4.10 Residual Stresses in Metal Matrix Composites

Residual stresses are those stresses which exist in a material or component in the absence of any external loading. Because they are not immediately apparent, and add to those stresses externally applied, for monolithic materials they are often implicated in unforeseen failures. Further, it is often difficult to measure such stresses, or to predict their effect on behavior. These stresses can also bring up surprises during subsequent manufacturing steps, such as machining or joining. At one scale or another, residual stresses are almost always present in composite materials. In part this is because composites tend to derive their beneficial properties by bringing together what are often very different constituents, giving rise to all manner of misfits and hence residual stresses between the phases.
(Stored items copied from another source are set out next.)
PR #1186, opened 2017-10-11
consider hints in batch mode

oblonski:
@karussell there is this batchIT testBike(..) which does not work as expected anymore. Would you mind to have a brief look at it?


oblonski:
I ran it with a local matrix server and it worked.

PR #1190, opened 2017-10-17
Enable PMD and Checkstyle for Code Climate

efueger:


karussell:
We are using now a more specific config via #1195

Issue #1184, opened 2017-10-09
Tests are slow since Findbugs


boldtrn:
I really like the addition of findbugs, but the tests take 4:30 min to run on my computer, without findbugs it's < 3 min. Would it make sense to only run findbugs on travis and remove it from the default test cycle? Maybe we can add it to a different phase?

There are numerous types of composites employing a metal as a matrix including continuous long-fiber/monofilaments, whiskers, short fibers platelets and particulates and these can be systematically arranged and aligned, or randomly dispersed or oriented depending on the properties desired. Accordingly they can be assembled by gaseous, liquid or solid state processing. These architectural and manufacturing issues alongside the choice of matrix and reinforcement strongly influence the magnitude and type of residual stress developed and hence their behavior. In order to simplify discussion of residual and internal stresses in metal matrix composites (MMCs), long fiber/monofilament composites will be referred to as continuous, whereas whisker and particulate containing systems will be referred to as discontinuous composites.